Start of Block

PR #176, opened 2023-07-19
Add unique values renderer

### LINKED ISSUE #175: Consider providing a dropdown of unique values rather than having to enter it

simasjar:
closes #175

### DIFF
--- a/packages/components/src/presentation-components/common/Utils.ts
+++ b/packages/components/src/presentation-components/common/Utils.ts
@@ -206,3 +206,16 @@ export function useErrorState() {
   }
   return setErrorState;
 }
+
+/**
+ * Helper function for parsing JSON value.
+ * If provided value is not a valid JSON value, function will return false.
+ * Otherwise function will return parsed JSON value.
+ */
+export function tryParseJSON(value: string) {
+  try {
+    return JSON.parse(value);
+  } catch {
+    return false;
+  }
+}
--- a/packages/components/src/presentation-components/instance-filter-builder/PresentationInstanceFilterBuilder.tsx
+++ b/packages/components/src/presentation-components/instance-filter-builder/PresentationInstanceFilterBuilder.tsx
@@ -43,7 +43,7 @@ export interface PresentationInstanceFilterBuilderProps {
   ruleGroupDepthLimit?: number;
   /** Initial filter that will be show when component is mounted. */
   initialFilter?: PresentationInstanceFilterInfo;
-  /** Should unique values rendeder be enabled */
+  /** Should unique values renderer be enabled */
   enableUniqueValuesRenderer?: boolean;
 }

End of Block

**What to produce**:
Reprint exactly the lines above that start at the one with "-206,3 +206,16 @@" and end at the one with "rendeder be enabled */", keeping both and adding none.

**Finished exercise**:
@@ -206,3 +206,16 @@ export function useErrorState() {
   }
   return setErrorState;
 }
+
+/**
+ * Helper function for parsing JSON value.
+ * If provided value is not a valid JSON value, function will return false.
+ * Otherwise function will return parsed JSON value.
+ */
+export function tryParseJSON(value: string) {
+  try {
+    return JSON.parse(value);
+  } catch {
+    return false;
+  }
+}
--- a/packages/components/src/presentation-components/instance-filter-builder/PresentationInstanceFilterBuilder.tsx
+++ b/packages/components/src/presentation-components/instance-filter-builder/PresentationInstanceFilterBuilder.tsx
@@ -43,7 +43,7 @@ export interface PresentationInstanceFilterBuilderProps {
   ruleGroupDepthLimit?: number;
   /** Initial filter that will be show when component is mounted. */
   initialFilter?: PresentationInstanceFilterInfo;
-  /** Should unique values rendeder be enabled */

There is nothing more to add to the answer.